▶ _Assigned task_:
Read the entries below and pull out each line with the string "know".

** Opening Source material block **

PR #1789, opened 2026-03-20
unit tests for postgres cluster for helpers

limak9182:
### Description

_What does this PR have in it?_

### Key Changes

_Highlight the updates in specific files_

### Testing and Verification

### Related Issues

### PR Checklist

- [ ] All tests pass locally.

Local testing:
```bash
# Creation
kubectl apply -f - <<'EOF'
  apiVersion: enterprise.splunk.com/v4
  kind: PostgresCluster
  metadata:
    name: test-cluster-2
    namespace: test1
  spec:
    class: postgresql-dev
    connectionPoolerEnabled: true
  EOF

kubectl apply -f - <<'EOF'
  apiVersion: enterprise.splunk.com/v4
  kind: PostgresDatabase
  metadata:
    name: myapp-db
    namespace: test1
  spec:
    cluster: test-cluster-2
    databases:
      - name: myapp
    users:
      - name: myapp_user
        passwordSecretRef:
          name: myapp-user-secret
  EOF

# validation
--- PostgresCluster status ---
NAME             CLASS            PHASE   AGE
test-cluster-2   postgresql-dev   Ready   5m19s

--- CNPG Cluster ---
NAME             AGE    INSTANCES   READY   STATUS                     PRIMARY
test-cluster-2   101s   1           1       Cluster in healthy state   test-cluster-2-1

--- Pods ---
NAME                                        READY   STATUS    RESTARTS   AGE
test-cluster-2-1                            1/1     Running   0          92s
test-cluster-2-pooler-ro-67d44b9757-8clcb   1/1     Running   0          81s
test-cluster-2-pooler-ro-67d44b9757-hnrwm   1/1     Running   0          81s
test-cluster-2-pooler-rw-9588d4b69-2mzfh    1/1     Running   0          81s
test-cluster-2-pooler-rw-9588d4b69-cpbg5    1/1     Running   0          81s

-- PostgresDatabase ---
NAME       CLUSTER          PHASE   AGE
cr-beta    test-cluster     Ready   2d19h
myapp-db   test-cluster-2   Ready   2m22s

```


M4KIF:
1. nit: unit tests in go have a naming convention of <functionality_filename+test.go>, so It would be `postgrescluster_controler_test.go`. It exists in the package that It's meant to test, that == a unit test in go world.
2. nit: The tests could (if possible) use of assert package, to streamline the handling of string comparsion, bool predicates etc. so then instead of a if branch with string ==, or boolean conditions It would come down to a line with assert.Equal/Contains/True etc.(t, <condition-tested>, <expected-res>)
3. Those tests do contain the "integrations" with pgbouncer logic, or k8s api's. So there's a breach between the business domain (the provisions and business operations that we want to set, provide to the cluster, let's say some rules, values for resource management, etc. other decision steps) logic with the dependencies (which are pgbouncer api's, k8s's api's etc.). 
But I don't know whether we want to follow with DDD and P&A. Nor do I know when We will split into business <pause> dependencies <pause> application level (integration of dependencies with business logic through ports). That's a discussion to be had?

In general, all above come to choice and the decisions that we've made and are focused on sticking too. I would suggest Michał to take a look too.

internal/controller/postgrescluster_controller.go
```diff
@@ -855,18 +822,22 @@ func (r *PostgresClusterReconciler) getPoolerInstanceCount(pooler *cnpgv1.Pooler
 // arePoolersReady checks if both RW and RO poolers have all instances scheduled.
 func (r *PostgresClusterReconciler) arePoolersReady(ctx context.Context, postgresCluster *enterprisev4.PostgresCluster) bool {
 	rwPooler := &cnpgv1.Pooler{}
-	rwErr := r.Get(ctx, types.NamespacedName{
```
M4KIF: nit: Do we agree on refactoring on the go, or sticking to separate task/domains? 
I don't know tbh, whether we are sticking to something or do we have a team rule.

internal/controller/postgrescluster_controller.go
```diff
@@ -158,13 +158,16 @@ func (r *PostgresClusterReconciler) Reconcile(ctx context.Context, req ctrl.Requ
...
-		if generateSecretErr := r.generateSecret(ctx, postgresCluster, postgresSecretName, secret); generateSecretErr != nil {
+		createdSecret, generateSecretErr := r.generateSecret(ctx, postgresCluster, postgresSecretName)
+		if generateSecretErr != nil {
 			logger.Error(generateSecretErr, "Failed to ensure PostgresCluster secret", "name", postgresSecretName)
 			if statusErr := updateStatus(clusterReady, metav1.ConditionFalse, reasonUserSecretFailed, fmt.Sprintf("Failed to generate PostgresCluster secret: %v", generateSecretErr), failedClusterPhase); statusErr != nil {
 				logger.Error(statusErr, "Failed to update status")
 			}
 			return ctrl.Result{}, generateSecretErr
 		}
+		secret = createdSecret
```
mploski: why do we need it?

internal/controller/postgrescluster_controller.go
```diff
@@ -524,16 +493,20 @@ func (r *PostgresClusterReconciler) createOrUpdateConnectionPooler(
...
 	}
 
-	// Create/Update RO Pooler
-	if err := r.createConnectionPooler(ctx, postgresCluster, mergedConfig, cnpgCluster, readOnlyEndpoint); err != nil {
+	roCreated, err := r.createConnectionPooler(ctx, postgresCluster, mergedConfig, cnpgCluster, readOnlyEndpoint)
+	if err != nil {
 		return fmt.Errorf("failed to reconcile RO pooler: %w", err)
 	}
 
+	if rwCreated || roCreated {
```
mploski: why not let reconciller to update status and reque if poolers are not operational yet?

internal/controller/postgrescluster_controller.go
```diff
@@ -855,18 +822,22 @@ func (r *PostgresClusterReconciler) getPoolerInstanceCount(pooler *cnpgv1.Pooler
 // arePoolersReady checks if both RW and RO poolers have all instances scheduled.
 func (r *PostgresClusterReconciler) arePoolersReady(ctx context.Context, postgresCluster *enterprisev4.PostgresCluster) bool {
 	rwPooler := &cnpgv1.Pooler{}
-	rwErr := r.Get(ctx, types.NamespacedName{
+	if err := r.Get(ctx, types.NamespacedName{
```
mploski: this should be fetched on the reconciler level and pass down to the check function

internal/controller/postgrescluster_controller.go
```diff
@@ -959,13 +930,9 @@ func normalizeCNPGClusterSpec(spec cnpgv1.ClusterSpec, customDefinedParameters m
...
 }
 
-// generateConfigMap generates a ConfigMap with connection details for the PostgresCluster.
-func (r *PostgresClusterReconciler) generateConfigMap(ctx context.Context, postgresCluster *enterprisev4.PostgresCluster, cnpgCluster *cnpgv1.Cluster, secretName string) (*corev1.ConfigMap, error) {
-	configMapName := fmt.Sprintf("%s%s", postgresCluster.Name, defaultConfigMapSuffix)
-	if postgresCluster.Status.Resources != nil && postgresCluster.Status.Resources.ConfigMapRef != nil {
-		configMapName = postgresCluster.Status.Resources.ConfigMapRef.Name
-	} 
-	
+// buildConfigMapData is a pure function — no API calls. Builds the data map for the
```
mploski: remove the comment?

internal/controller/postgrescluster_controller.go
```diff
@@ -974,71 +941,89 @@ func (r *PostgresClusterReconciler) generateConfigMap(ctx context.Context, postg
...
+	if poolersExist {
 		data["CLUSTER_POOLER_RW_ENDPOINT"] = fmt.Sprintf("%s.%s", poolerResourceName(cnpgCluster.Name, readWriteEndpoint), cnpgCluster.Namespace)
 		data["CLUSTER_POOLER_RO_ENDPOINT"] = fmt.Sprintf("%s.%s", poolerResourceName(cnpgCluster.Name, readOnlyEndpoint), cnpgCluster.Namespace)
 	}
+	return data
+}
+
+// reconcileConfigMap resolves the ConfigMap name, checks pooler existence, builds and
+// creates or updates the ConfigMap with connection details for the PostgresCluster.
+func (r *PostgresClusterReconciler) reconcileConfigMap(ctx context.Context, postgresCluster *enterprisev4.PostgresCluster, cnpgCluster *cnpgv1.Cluster, secretName string) (string, error) {
```
mploski: thats too much for one function. reconcileConfigMap should be responsible for config map build not fetching if pooler exists. can you pass this info as a parameter?

internal/controller/postgrescluster_controller.go
```diff
@@ -974,71 +941,89 @@ func (r *PostgresClusterReconciler) generateConfigMap(ctx context.Context, postg
...
-		return err
+		return nil
+	})
+	if err != nil {
+		return "", fmt.Errorf("failed to reconcile ConfigMap %s: %w", configMapName, err)
 	}
-	if postgresCluster.Status.Resources == nil {
-		postgresCluster.Status.Resources = &enterprisev4.PostgresClusterResources{}
+
+	switch result {
```
mploski: why do we even care if it was update/create/or no-op?

internal/controller/postgrescluster_unit_test.go
```diff
@@ -0,0 +1,1247 @@
...
+			},
+		},
+	}
+
+	for _, tt := range tests {
+		t.Run(tt.name, func(t *testing.T) {
+
+			got := normalizeCNPGClusterSpec(tt.spec, tt.customDefinedParameters)
+
+			if !equality.Semantic.DeepEqual(got, tt.expected) {
```
mploski: it would be better to use standard testing libs for comparision i.e https://pkg.go.dev/github.com/stretchr/testify/assert as a default choice it can also compare objects https://levinology.com/blog/2022-10-01-comparing-structs-testify/

internal/controller/postgrescluster_unit_test.go
```diff
@@ -0,0 +1,1247 @@
...
+				"hostssl all all 0.0.0.0/0 scram-sha-256",
+				"host replication all 10.0.0.0/8 md5",
+			},
+			Resources: &corev1.ResourceRequirements{},
+		},
+	}
+
+	spec := r.buildCNPGClusterSpec(cfg, "my-secret")
+
+	t.Run("image name includes version", func(t *testing.T) {
```
mploski: we dont need to paralellise attribute checking via running this in separate t.run. Lets keep those tests consise

mploski:
> 1. nit: unit tests in go have a naming convention of <functionality_filename+test.go>, so It would be `postgrescluster_controler_test.go`. It exists in the package that It's meant to test, that == a unit test in go world.
> 2. nit: The tests could (if possible) use of assert package, to streamline the handling of string comparsion, bool predicates etc. so then instead of a if branch with string ==, or boolean conditions It would come down to a line with assert.Equal/Contains/True etc.(t, , )
> 3. Those tests do contain the "integrations" with pgbouncer logic, or k8s api's. So there's a breach between the business domain (the provisions and business operations that we want to set, provide to the cluster, let's say some rules, values for resource management, etc. other decision steps) logic with the dependencies (which are pgbouncer api's, k8s's api's etc.).
>    But I don't know whether we want to follow with DDD and P&A. Nor do I know when We will split into business  dependencies  application level (integration of dependencies with business logic through ports). That's a discussion to be had?
> 
> In general, all above come to choice and the decisions that we've made and are focused on sticking too. I would suggest Michał to take a look too.

2. Agree lets use https://pkg.go.dev/github.com/stretchr/testify/assert for comparision
3. Indeed we have pure unit tests and tests that tests integration with k8s api's/cnpg api. I think this is the time next week to sit down and draw the business vs integration separation logic

internal/controller/postgrescluster_controller.go
limak9182: We agreed to do some really small refactors

internal/controller/postgrescluster_controller.go
limak9182: N/A pulled from target branch, changed there

internal/controller/postgrescluster_controller.go
limak9182: done

internal/controller/postgrescluster_controller.go
limak9182: done

internal/controller/postgrescluster_controller.go
limak9182: resolved by pullling from main

internal/controller/postgrescluster_unit_test.go
limak9182: moved to testify - assert

internal/controller/postgrescluster_unit_test.go
limak9182: done

internal/controller/postgrescluster_controller.go
limak9182: done

internal/controller/postgrescluster_controller_unit_test.go
```diff
@@ -0,0 +1,1010 @@
...
+		require.NoError(t, err)
+		assert.NotNil(t, cfg.ClusterSpec.PostgreSQLConfig)
+		assert.NotNil(t, cfg.ClusterSpec.PgHBA)
+		assert.NotNil(t, cfg.ClusterSpec.Resources)
+	})
+}
+
+func TestBuildCNPGClusterSpec(t *testing.T) {
+	r := &PostgresClusterReconciler{}
+
```
DmytroPI-dev: do we need to validate not only the basic CNPG cluster spec fields but also asserts propagation of class-level CNPG spec fields?

pkg/postgresql/cluster/core/cluster_unit_test.go
```diff
@@ -0,0 +1,1010 @@
...
+		modified := original.DeepCopy()
+		modified.Data = map[string][]byte{"key": []byte("value")}
+
+		err := r.patchObject(context.Background(), original, modified, "Secret")
+
+		assert.NoError(t, err)
+	})
+}
+
+func TestDeleteCNPGCluster(t *testing.T) {
```
DmytroPI-dev, line 626: do we need to check if delete returns an error?

internal/controller/postgrescluster_controller_unit_test.go
limak9182: I believe this unit test should be only responsible for testing this particular functionality, functional tests might cover the whole case of checking parameters between PostgresCluster and PostgresClusterClass.

pkg/postgresql/cluster/core/cluster_unit_test.go
limak9182: What I wanted to check here is the scenerio when the cluster was already deleted, we don't want an error here but just nil. In the future when this function might be modified we have an extra guard that our reconciliation logic relies on that.

mploski (approved):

** Closing Source material block **

▶ _Solution to the exercise_:
But I don't know whether we want to follow with DDD and P&A. Nor do I know when We will split into business <pause> dependencies <pause> application level (integration of dependencies with business logic through ports). That's a discussion to be had?
I don't know tbh, whether we are sticking to something or do we have a team rule.
>    But I don't know whether we want to follow with DDD and P&A. Nor do I know when We will split into business  dependencies  application level (integration of dependencies with business logic through ports). That's a discussion to be had?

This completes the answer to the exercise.